Notes on Bricmont 2016, “Making sense of quantum mechanics”

The book Making sense of quantum mechanics (2016) overviews de Broglie-Bohmian mechanics, and examines its broader implications for quantum mechanics as a whole. I found it a gripping read. The author, philosopher-physicist Jean Bricmont, makes clear and mostly-convincing arguments, refuting many misconceptions about the meaning of quantum mechanics. I was led to the book by the online Stanford Encyclopedia of Philosophy, which recommended it as “a very good discussion”.

The de Broglie-Bohm (dBB) theory uses the wavefunction determined by Schrödinger’s equation, as in ordinary quantum mechanics (QM). It also assumes particles have definite positions and velocities at all times. These trajectories follow the probability current determined from the wavefunction. This contrasts with the standard interpretation of QM, where particles have no definite properties until a measurement or observation is made (except for eigenstates). Both interpretations make identical predictions about the outcomes of experiments, hence there is no experimental test that can distinguish between them. However, the conceptual implications are very important.

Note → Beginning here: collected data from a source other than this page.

Issue #6449, opened 2024-01-23
Move email-digest-cron job from airplane to heroku


jnaviask:
## Description

Per #5819 (and with the exception of discourse import), the email digest cron job is the only outstanding airplane task in active usage. @kurtisassad writes:

> We should move this onto the heroku timer like we do with Nakul's count calculation. The only cost is the compute it takes to run the server. This is an easy 1 pointer addition into heroku (I could fix in ~5 minutes if we decide to go for it)

Scope of work seems clear enough, and allows us to deprecate airplane altogether.

timolegros:
> Putting in blocked. We need a resolution for @timolegros with product on how we will handle with the email digests going forward

Should have gotten back to you hear sooner but the conclusion with Sachin was that we will be keeping these new legacy emails so we can go ahead and merge this if it is working as intended.

Have you tested sending yourself one of these digest emails?

kurtisassad:
I have tested the script to ensure that the data looks correct. But I have not tested the sendgrid sending portion since the library is the same version, I assume it works.

jnaviask:
Would like to know any blockers here / what outstanding work is.

jnaviask:
Flagging as blocked against #6730

timolegros:
This ticket should be closed. The digest email will be sent from Knock once the integration _and_ new template are complete. @jnaviask @kurtisassad

Issue #5386, opened 2023-10-19
Email Cleanup


timolegros:
## Description

Similar to the recent Webhook clean-up, email functionality needs to be updated for clarity and testability, and to remove bugs.

## Project Owner

@timolegros

## Engineering Requirements

- Easily readable and testable email utility functions
- Fully typed email functionality
- Script for emitting emails at will

jnaviask:
Relates to #5385

timolegros:
This issue is blocked because I am unsure about the requirements for emails. We have 2 primary email templates/scripts:

Newer digest emails created in https://github.com/hicommonwealth/commonwealth/pull/2940. These emails contain activity data directly extracted from tables like `Threads`. When this issue was created I was not even aware of this email type because its logic is entirely contained in a single script file and it is only invoked in Airplane (soon to be Heroku: https://github.com/hicommonwealth/commonwealth/pull/6564). These emails may contain forum activity data that is unrelated to a users notifications.

Legacy immediate and weekly digest emails. These emails on the other hand are based on notifications generated for a specific user. The template for these emails is extremely outdated. Immediate emails are sent per notification and digest emails include all notifications for the week.

**Blockers:**
- What are the product requirements for emails? Should we support both notification and non-notification based digest emails or do we delete the legacy digest email?
- The legacy immediate email template on Sendgrid needs some love from design + front-end eng.
- Does the digest email need to support more than a 'weekly' interval i.e. do we want to allow users to specify daily, bi-weekly, or monthly digest email intervals?

**Additional Issues**
- Commonwealth emails can appear in spam rather than the main inbox
- `Sign in to your account` is not clickable in the login email template

sachben91:
Based on discussion with @timolegros, heres the update on email notifications 
- We'll be keeping the weekly digest emails and legacy digest emails
- We should be deprecating the legacy immediate notifications - it would just be a barrage of notifications to the user at this point. We will revisit which specific user events we want to sent immediate notifications for 
- The templates for legacy digest emails needs to be updates - Jared will work on it for notifications V1
- The templates for weekly digest email may also need small updates 
- For email notifications, as part of the current push notifications PRD - **the goal is to have working, readable weekly digest emails.** 

cc @zakhap @dillchen

timolegros:
This ticket is blocked until we have an email developer and working email templates that render beautifully in all email clients. Since this may be a while (it has already been several weeks), I am moving this to the backlog.

timolegros:
[...]

PR #6564, opened 2024-02-05
Add script to run the email digest cron job

kurtisassad:
## Link to Issue
Closes: #6449

## Description of Changes
- Adds a script to run the email digest cronjob

## Deployment Plan
1. Merge this PR in
2. Stop airplane from running the corresponding script
3. Add this script to be scheduled once a week via the heroku scheduler

### DIFF
--- a/knowledge_base/Package-Scripts.md
+++ b/knowledge_base/Package-Scripts.md
@@ -362,6 +362,14 @@ Description: Starts the app server with the ETH_RPC env variable set to “e2e-t
 
 Contributor: Kurtis Assad
 
+### email-digest-cron
+
+Definition: `ts-node -r tsconfig-paths/register server/scripts/emitTestNotification.ts`
+
+Description: Runs the emailDigest script. Ran once a week, used in the heroku scheduler.
+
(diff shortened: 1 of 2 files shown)


timolegros:
There is an existing Heroku Scheduler job to emit the legacy email digest. As part of this PR we should probably remove this legacy call unless product wants to keep legacy + new digest emails. See https://github.com/hicommonwealth/commonwealth/issues/5386#issuecomment-1927463898 for context.

kurtisassad:
This makes sense. So we should work towards getting the specifications for what we want the emails to look like, then probably remove this old functionality. I will draft this PR for now, and when we get answers from product we can decide on further steps.

timolegros:
@kurtisassad I believe @sachben91 is working on outsourcing email template building so I think we should pause on this (leave in draft) until the new templates are complete since the current template may not render correctly in various clients.

timolegros:
@kurtisassad this is no longer necessary. This email will be triggered as part of a workflow on Courier/Knock. We can close this PR.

In §7, Bricmont sets up a populist history of QM, where Einstein and Schrödinger are dismissed as out of touch, and von Neumann and John Bell prove `hidden variables’ theories cannot exist. Then a cheeky dismissal: “all of the above is historically wrong.” Rather, Einstein was more concerned with non-locality than indeterminism. The view that QM is not complete should not be dismissed, but is a respectable position. Also von Neumann’s proof is overstated, and the community didn’t check it (see Pinch 1977  for the “sorry history”). Yet Bell “saw the impossible done” in the dBB model, and became its strongest proponent. Hence he clearly didn’t think it contradicted his theorem: Bell’s theorem doesn’t rule out hidden variables, only local hidden variables, or something weirder (?).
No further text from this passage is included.